▸ **What is expected**
Word for word, restate every record.

▸ **The data**
..............................

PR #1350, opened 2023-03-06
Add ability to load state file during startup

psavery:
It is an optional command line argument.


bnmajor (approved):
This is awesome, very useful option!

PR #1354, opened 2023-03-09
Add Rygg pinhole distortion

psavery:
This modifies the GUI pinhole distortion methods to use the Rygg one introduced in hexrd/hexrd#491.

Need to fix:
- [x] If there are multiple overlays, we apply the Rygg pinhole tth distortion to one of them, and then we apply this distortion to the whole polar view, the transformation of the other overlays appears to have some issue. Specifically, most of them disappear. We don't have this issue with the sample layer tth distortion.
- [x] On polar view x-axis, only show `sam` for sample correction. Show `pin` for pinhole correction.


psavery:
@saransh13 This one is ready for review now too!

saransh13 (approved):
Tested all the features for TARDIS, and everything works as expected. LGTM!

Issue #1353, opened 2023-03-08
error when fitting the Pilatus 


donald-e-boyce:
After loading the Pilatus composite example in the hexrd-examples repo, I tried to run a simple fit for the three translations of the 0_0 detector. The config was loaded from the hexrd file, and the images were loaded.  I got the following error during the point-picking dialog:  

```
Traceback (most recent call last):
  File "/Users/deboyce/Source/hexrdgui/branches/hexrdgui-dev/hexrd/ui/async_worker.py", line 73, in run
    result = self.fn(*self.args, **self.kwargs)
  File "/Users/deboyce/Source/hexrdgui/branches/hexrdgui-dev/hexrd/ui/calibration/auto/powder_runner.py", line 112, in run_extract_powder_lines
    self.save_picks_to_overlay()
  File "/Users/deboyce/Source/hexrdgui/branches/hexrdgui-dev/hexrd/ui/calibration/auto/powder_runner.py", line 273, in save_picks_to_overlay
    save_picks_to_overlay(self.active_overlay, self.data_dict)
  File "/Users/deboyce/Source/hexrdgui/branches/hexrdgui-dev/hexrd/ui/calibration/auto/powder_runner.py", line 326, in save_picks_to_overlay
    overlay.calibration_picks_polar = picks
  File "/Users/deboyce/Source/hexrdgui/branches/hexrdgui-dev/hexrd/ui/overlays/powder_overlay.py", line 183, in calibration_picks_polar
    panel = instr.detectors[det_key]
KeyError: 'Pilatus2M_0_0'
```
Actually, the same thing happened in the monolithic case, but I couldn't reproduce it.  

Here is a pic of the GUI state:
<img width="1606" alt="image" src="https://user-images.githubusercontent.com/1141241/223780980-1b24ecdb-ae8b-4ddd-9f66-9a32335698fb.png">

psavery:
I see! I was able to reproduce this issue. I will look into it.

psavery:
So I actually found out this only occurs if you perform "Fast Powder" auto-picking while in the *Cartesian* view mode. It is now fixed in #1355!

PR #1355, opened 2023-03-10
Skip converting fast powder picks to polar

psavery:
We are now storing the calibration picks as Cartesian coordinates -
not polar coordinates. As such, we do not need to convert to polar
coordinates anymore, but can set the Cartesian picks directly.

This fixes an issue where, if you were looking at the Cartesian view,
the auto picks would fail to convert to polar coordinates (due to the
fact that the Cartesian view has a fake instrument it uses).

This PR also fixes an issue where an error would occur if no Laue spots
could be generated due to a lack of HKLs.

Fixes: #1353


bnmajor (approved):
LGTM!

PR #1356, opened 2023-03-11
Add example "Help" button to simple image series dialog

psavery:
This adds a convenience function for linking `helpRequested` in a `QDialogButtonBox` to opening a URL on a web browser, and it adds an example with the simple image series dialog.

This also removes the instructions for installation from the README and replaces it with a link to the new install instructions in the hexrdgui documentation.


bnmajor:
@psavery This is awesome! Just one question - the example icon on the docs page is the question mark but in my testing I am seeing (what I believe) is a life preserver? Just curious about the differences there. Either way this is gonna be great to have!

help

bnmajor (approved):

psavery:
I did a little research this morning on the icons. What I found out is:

..............................

▸ **Finished task**
PR #1350, opened 2023-03-06
Add ability to load state file during startup

psavery:
It is an optional command line argument.


bnmajor (approved):
This is awesome, very useful option!

PR #1354, opened 2023-03-09
Add Rygg pinhole distortion

psavery:
This modifies the GUI pinhole distortion methods to use the Rygg one introduced in hexrd/hexrd#491.

Need to fix:
- [x] If there are multiple overlays, we apply the Rygg pinhole tth distortion to one of them, and then we apply this distortion to the whole polar view, the transformation of the other overlays appears to have some issue. Specifically, most of them disappear. We don't have this issue with the sample layer tth distortion.
- [x] On polar view x-axis, only show `sam` for sample correction. Show `pin` for pinhole correction.


psavery:
@saransh13 This one is ready for review now too!

saransh13 (approved):
Tested all the features for TARDIS, and everything works as expected. LGTM!

Issue #1353, opened 2023-03-08
error when fitting the Pilatus 


donald-e-boyce:
After loading the Pilatus composite example in the hexrd-examples repo, I tried to run a simple fit for the three translations of the 0_0 detector. The config was loaded from the hexrd file, and the images were loaded.  I got the following error during the point-picking dialog:  

```
Traceback (most recent call last):
  File "/Users/deboyce/Source/hexrdgui/branches/hexrdgui-dev/hexrd/ui/async_worker.py", line 73, in run
    result = self.fn(*self.args, **self.kwargs)
  File "/Users/deboyce/Source/hexrdgui/branches/hexrdgui-dev/hexrd/ui/calibration/auto/powder_runner.py", line 112, in run_extract_powder_lines
    self.save_picks_to_overlay()
  File "/Users/deboyce/Source/hexrdgui/branches/hexrdgui-dev/hexrd/ui/calibration/auto/powder_runner.py", line 273, in save_picks_to_overlay
    save_picks_to_overlay(self.active_overlay, self.data_dict)
  File "/Users/deboyce/Source/hexrdgui/branches/hexrdgui-dev/hexrd/ui/calibration/auto/powder_runner.py", line 326, in save_picks_to_overlay
    overlay.calibration_picks_polar = picks
  File "/Users/deboyce/Source/hexrdgui/branches/hexrdgui-dev/hexrd/ui/overlays/powder_overlay.py", line 183, in calibration_picks_polar
    panel = instr.detectors[det_key]
KeyError: 'Pilatus2M_0_0'
```
Actually, the same thing happened in the monolithic case, but I couldn't reproduce it.  

Here is a pic of the GUI state:
<img width="1606" alt="image" src="https://user-images.githubusercontent.com/1141241/223780980-1b24ecdb-ae8b-4ddd-9f66-9a32335698fb.png">

psavery:
I see! I was able to reproduce this issue. I will look into it.

psavery:
So I actually found out this only occurs if you perform "Fast Powder" auto-picking while in the *Cartesian* view mode. It is now fixed in #1355!

PR #1355, opened 2023-03-10
Skip converting fast powder picks to polar

psavery:
We are now storing the calibration picks as Cartesian coordinates -
not polar coordinates. As such, we do not need to convert to polar
coordinates anymore, but can set the Cartesian picks directly.

This fixes an issue where, if you were looking at the Cartesian view,
the auto picks would fail to convert to polar coordinates (due to the
fact that the Cartesian view has a fake instrument it uses).

This PR also fixes an issue where an error would occur if no Laue spots
could be generated due to a lack of HKLs.

Fixes: #1353


bnmajor (approved):
LGTM!

PR #1356, opened 2023-03-11
Add example "Help" button to simple image series dialog

psavery:
This adds a convenience function for linking `helpRequested` in a `QDialogButtonBox` to opening a URL on a web browser, and it adds an example with the simple image series dialog.

This also removes the instructions for installation from the README and replaces it with a link to the new install instructions in the hexrdgui documentation.


bnmajor:
@psavery This is awesome! Just one question - the example icon on the docs page is the question mark but in my testing I am seeing (what I believe) is a life preserver? Just curious about the differences there. Either way this is gonna be great to have!

help

bnmajor (approved):

psavery:
I did a little research this morning on the icons. What I found out is:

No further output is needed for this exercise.